Taking ownership of the VW Kombi not long before the 2020 pandemic meant that when Victoria went into lockdown, Josh and Rachel had a lot of time on their hands to work on the restoration.  

“We didn’t realise how much time we needed to dedicate to it,” says Josh. “Restoring takes a really long time, so given we were in lockdown, all we had was time – it would be a lot harder if our lives were full.” 

“We’ve definitely put a lot of work into her,” adds Josh. “But I knew she needed a fair bit of work done and some TLC before we even bought her.”  

“Inside needed a lot of work, including a new roof lining, glove box, all new carpet throughout and middle seats.”

Challenges of restoring a VW Kombi 

Obtaining parts for the VW Kombi, since they come from overseas, was no easy feat during the pandemic.   

“Parts was absolutely our biggest challenge,” says Rachel. “Because of how delayed the postal service was at the time, they took a long time to come, which for us wasn’t so bad, but it really extended the process.” 

Another challenge in restoring their VW Kombi was that despite how capable they both are when it comes to DIY, there were certain elements that needed an automotive restoration professional.  
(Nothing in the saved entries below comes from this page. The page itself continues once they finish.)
PR #867, opened 2023-03-02
Update mesh pts workspace

m-alperen-sener:
This PR is to update PIXIT values for mesh to be prepared for PTS 8.4. Changes doesn't effect PTS 8.3 which is currently in use.

- Adding wid 234 for resolved test case MESH/NODE/IVU/BI-06-C in PTS 8.4
- PTS 8.4 doesn't allow using default sample public and private keys.


autopts/wid/mesh.py
```diff
@@ -958,6 +958,13 @@ def hdl_wid_255(_: WIDParams):
     """
     return True
 
+def hdl_wid_234(_: WIDParams):
+    """
+    Implements:
+    description: Please confirms that the IUT receives the beacon with iv index
+                 set to 12
+    """
+    return True
```
KKopyscinski, line 967: It would be nice to have some verification here, but in Zephyr there is no callback for receiving beacons, IVI and other things from packet are just pulled and passed into `net_beacon_resolve`, and I don't see there any callback either, everything is done in backend. I guess we need to live with this like that. `bt_mesh_scan_cb` also doesn't give app access to itself, so we cannot see what Mesh scanned (maybe it's good, it'd be a lot of events)

KKopyscinski (approved):

autopts/wid/mesh.py
KKopyscinski: I created an issue to add API for testing this: https://github.com/zephyrproject-rtos/zephyr/issues/55366

m-alperen-sener: I considered the same concerns, however the latter steps in test implicitly verifies this step. But having an method to access that info from stuck better help to make sure intermediate steps.

sjanc:
Hi,

I wonder if we need to update zephyr-master.pqw6...  it may cause issues on workspaces update

m-alperen-sener:
The changes is only to make workspace file in sync with mesh.py in which the PIXIT values are overwritten. Actually I suggest to move new PTS release and TCRL, however, even though mesh stack is OK I am not sure about the rest test domains. As long as the  workspace file is in sync with mesh.py I don't think that it will cause an issue.

sjanc:
Yeap, I've just merged https://github.com/auto-pts/auto-pts/pull/875 which updated workspace to PTS 8.4 and test plan to TCRL 2022-2

sjanc:
and note that workspace is (should be) based on default values and modifications to ixits are done by autopts when tests are executed

m-alperen-sener:
I ll update the PR.

sjanc (approved):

“You have to think about what your skills and limitations are,” says Josh. “And whether or not you have the capabilities and correct tools to do it.” 

“Sometimes it’s just better to outsource things to a professional.”  


The vehicle's licence plate reflects the VW Kombi's year and model.
Collecting car models has always been a hobby for Rachel and Josh.

Biggest joy from restoring their VW Kombi

Along with the leisurely drives down the coast of Victoria and the satisfaction of having completed such a big project, for Rachel, the biggest joy of their VW Kombi restoration is the connections they’ve made with fellow car lovers – young and old. 

“It’s a conversation starter,” says Rachel. “It brings everyone a lot of joy and we get to meet a lot of wonderful people.”

“We once took someone for a ride and they were over the moon because they have always wanted to ride in a Kombi,” adds Rachel. “And all we did was take them to Coles!” 

Don’t think the vehicle is going to sit in the garage for weekend trips only  because Josh has big plans to turn their restored VW Kombi van into a thriving business.

“I want to turn it into a mini transport business and do wedding, corporate events, and school formals,” he says. 

Is another car restoration on the horizon? 

Both Josh and Rachel agree there are no immediate plans for another car restoration.   

“I do love the Karmann Ghia, which is also a Volkswagen, and that’s my dream car,” he adds. “But it’s rarer than a Kombi for sure, so we’ll see what happens.”

If you’re feeling inspired to undertake your own vehicle restoration project, Josh says it’s important to start off by doing lots of research. 

“Whether it’s looking through magazines, going to car shows, or going onto the internet, take time to understand what’s required.” 
"You should definitely know what you’re in for.” 

Josh did a complete engine rebuild as part of the restoration.
The inside of the VW Kombi was entirely redone, including new carpet and leather.